However, contrary to chess, Go is a much more fluid game, where a single move can change drastically the fate of the game. In chess, after some moves the fate of the game is determined (for a good enough player). Go is much harder to predict the outcome (for two top players), only by the very end of the game – which may take 200 or more turns. On the other hand, the number of possible moves is beyond imagination: for example, if we want to predict 50 turns ahead, we get about 3×10^100 , which is a higher number than the number of atoms in the entire universe.
So, how did AlphaGo did it? How it was able to navigate through this gigantic space of possibilities within seconds? Brute force will not work. The simple answer is that it used algorithms that are close to human level intelligence. What are they? We don’t know for sure, but some sort of high-level heuristics and shortcuts, like the ability to see that certain configurations are more defendable than others. This takes years to master by humans, but AlphaGo learned them from scratch – initially playing against other computer programs and later against experienced go players. It learns from its mistakes and was able to device, what may be called, strategies – pretty much the same way as human brain uses heuristics.
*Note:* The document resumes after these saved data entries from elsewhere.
PR #1806, opened 2024-12-11
[native_assets_cli] Move `targetOS` to `CodeConfig`

dcharkes:
Next refactoring in:

We move `config.targetOS` to `config.codeConfig.targetOS`. Other asset types might not get access on the target OS.

This will require a manual roll into dartdev and flutter tools due to the targetOS now having to be passed in via `setupCodeConfig` instead of the base config.

The native assets builder will still emit the same JSON if code assets are supported. Since both Dart and Flutter support code assets currently, this will not break anything. Once data assets for web in Flutter are added, all existing build hooks that assume code assets are always supported will break.


pkgs/native_assets_cli/CHANGELOG.md
```diff
@@ -9,6 +9,8 @@
   it can be controlled in the build hook together with the `OptimizationLevel`.
   Most likely, every package should ship with `release`. `BuildMode.debug`
   should only be used while developing the package locally.
+- **Breaking change** Move `HookCOnfig.targetOS` to `CodeConfig`. `DataAsset`s
```
mkustermann, line 12: HookCOnfig -> HookConfig

pkgs/native_assets_cli/lib/native_assets_cli.dart
```diff
@@ -10,6 +10,7 @@ export 'src/api/build.dart' show build;
 export 'src/api/builder.dart' show Builder;
 export 'src/api/link.dart' show link;
 export 'src/api/linker.dart' show Linker;
+export 'src/code_assets/os.dart' show OS;
```
mkustermann, line 13: I think we should not be exporting this from here, it's now a `code_assets.dart` thing that people should get via `import packag:native_assets_cli/code_assets.dart`' (or whatever I called it)

pkgs/native_toolchain_c/lib/src/cbuilder/cbuilder.dart
```diff
@@ -188,7 +189,7 @@ class CBuilder extends CTool implements Builder {
           name: assetName!,
           file: libUri,
           linkMode: linkMode,
-          os: config.targetOS,
+          os: config.codeConfig.targetOS,
```
mkustermann, line 192: Here we pass `os: ` and `architecture: ` separately. It may? be more idiomatic to pass an `Abi` object here instead.

pkgs/native_toolchain_c/lib/src/cbuilder/compiler_resolver.dart
```diff
@@ -49,7 +49,7 @@ class CompilerResolver {
       return result;
     }
 
-    final targetOS = hookConfig.targetOS;
+    final targetOS = codeConfig.targetOS;
```
mkustermann, line 52: The uglyness of passing two separate objects around (`HookConfig` and `CodeConfig`) may now go away.

Is the `CompilerResolver.hookConfig` used for anything now that `targetOS` is accessible via the `CodeConfig`?

If not, we can remove the field. The same may also apply to some other classes in the toolchain_c package.

mkustermann (approved):

pkgs/native_toolchain_c/lib/src/cbuilder/cbuilder.dart
dcharkes: If we go that direction, we should also have `config.codeConfig.targetAbi` instead of OS and architecture. But that might make `config.codeConfig.android.ndkVersion` less obvious again. Anyway, let's discuss that in a separate issue.

pkgs/native_assets_cli/lib/native_assets_cli.dart
dcharkes: Ah yes!

dcharkes:
Thanks @mkustermann!

PR #1809, opened 2024-12-12
[native_assets_cli] Make `CCompilerConfig` fields less nullable

dcharkes:
Addressing:

* https://github.com/dart-lang/native/issues/1738#issuecomment-2535959430

Currently on Flutter and the Dart CI provide this information, and they always provide all 3. So this should not be a breaking change on the protocol level.

It is a breaking change on the API level.

### DIFF
--- a/pkgs/native_assets_cli/lib/src/code_assets/c_compiler_config.dart
+++ b/pkgs/native_assets_cli/lib/src/code_assets/c_compiler_config.dart
@@ -10,13 +10,13 @@ import '../utils/map.dart';
 /// The configuration for a C toolchain.
 final class CCompilerConfig {
   /// Path to a C compiler.
-  late final Uri? compiler;
+  late final Uri compiler;
 
   /// Path to a native linker.
-  late final Uri? linker;
+  late final Uri linker;
 
   /// Path to a native archiver.
-  late final Uri? archiver;
+  late final Uri archiver;
 
   /// Path to script that sets environment variables for [compiler], [linker],
   /// and [archiver].
@@ -27,9 +27,9 @@ final class CCompilerConfig {
 
   /// Constructs a new [CCompilerConfig] based on the given toolchain tools.
   CCompilerConfig({
-    this.archiver,
-    this.compiler,
-    this.linker,
+    required this.archiver,
+    required this.compiler,
+    required this.linker,
     this.envScript,
     this.envScriptArgs,
   });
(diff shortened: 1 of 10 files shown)


pkgs/native_assets_cli/lib/src/code_assets/validation.dart
```diff
@@ -53,19 +53,19 @@ ValidationErrors _validateCodeConfig(
       break;
   }
   final compilerConfig = codeConfig.cCompiler;
-  final compiler = compilerConfig.compiler?.toFilePath();
+  final compiler = compilerConfig?.compiler.toFilePath();
```
mkustermann, line 56: nit: Consider a big `if (compilerConfig != null) {}` around

pkgs/native_assets_cli/test/code_assets/config_test.dart
```diff
@@ -81,9 +79,9 @@ void main() async {
     expect(codeConfig.targetArchitecture, Architecture.arm64);
     expect(codeConfig.targetAndroidNdkApi, 30);
     expect(codeConfig.linkModePreference, LinkModePreference.preferStatic);
-    expect(codeConfig.cCompiler.compiler, fakeClang);
-    expect(codeConfig.cCompiler.linker, fakeLd);
-    expect(codeConfig.cCompiler.archiver, fakeAr);
+    expect(codeConfig.cCompiler?.compiler, fakeClang);
```
mkustermann, line 82: nit: Should this use `!` - as we expect it to be non-nullable?

pkgs/native_assets_cli/lib/src/code_assets/c_compiler_config.dart
```diff
@@ -10,13 +10,13 @@ import '../utils/map.dart';
 /// The configuration for a C toolchain.
 final class CCompilerConfig {
   /// Path to a C compiler.
-  late final Uri? compiler;
+  late final Uri compiler;
```
mkustermann, line 13: @dcharkes you recently brought up the question why I named it `config.codeConfig` and the class `CodeConfig` and we said we could drop "config" iff we structured the `LinkConfig` differently.

=> The same applies here, would we want to rename `CCompilerConfig` -> `CCompiler`?

mkustermann (approved):

pkgs/native_assets_cli/lib/src/code_assets/c_compiler_config.dart
dcharkes: I think the class name should still include config. But the fields not. I have a CL that does that, but I'm not fully happy with how it looks, maybe it feels more natural to do `config.codeConfig.androidConfig.ndkVersion` rather than `config.code.android.ndkVersion`, I'll play around with it and send it out as draft PR for us to decide what we want.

In this respect, this is a remarkable feat as it relies on a completely different approach from the one used by Deep Blue to beat Kasparov on chess. The more technically the answer is that AlphaGo is taking advantage of one of the most powerful machine learning algorithms ever built: deep recurrent neural networks (DRNN) trained with Long-Short Term Memory (LSTM) – a technique proposed in 1997 by J. Schmidhuber of IDSIA, Switzerland. Behind it are more bizarre techniques used for reinforcement learning, most notable Monte-Carlo tree search. But the core concept is DRNN.
Hardly the capability to generate heuristic or neural networks are new concepts. Neural Networks were around for more than 50 years. They never got much respect from the academic and AI community as the way they work and why they work is pretty obscured – somehow as our brain. They only become popular, though for a short period, in late 80’s when Hinton and others propose an algorithm, called back-propagation that made possible training of networks with hidden layers (a layer between the input and the output). Those architectures gain some relevance as it allow to extract non-linear relationships between inputs and outputs (like the XOR problem) that previous networks couldn’t. They got some visibility in problems, like OCR (recognition of digits – typeset or hand written).
However, after the early 90’s enthusiasm decline in favor of more “elegant” and mathematical sounded machines like SVM, especially the kernel based learning. ANN research were confined to a few ghettos, most prominently, Geoffrey Hinton in Toronto, Yann LeCunn in New York, Yoshua Bengio in Montreal and Jurgen Schmidhuber in Losano. They worked hard to solve a fundamental problem in ANNs: how to train deep neural networks?
Two main difficulties seems insurmountable: 1) how to avoid the gradient vanishing and gradient explosion problem? and 2) how to avoid overfitting?
Faster computers, more data and efficient learning tricks come to the rescue. A new wave was initiated in 2006, when Hinton published a landmark work proposing an algorithm to train a class of machines called Restricted Boltzmann Machines (RBM) with several layers. The idea was simple: train the network layer by layer with an algorithm called Contrastive Divergence (CD) – when a layer is trained, its weights are freezed and their hidden states taken as input to the next layer.
The architecture of these layers stacked in a greedy approach were called a Deep Belief Network (DBN). They have the advantage that, any time we add an extra layer the expression capability of the function they represent grows exponentially. We can consider each layer of these networks as a representation of ever higher complex features abstractions from the data. Pretty much like the human visual cortex.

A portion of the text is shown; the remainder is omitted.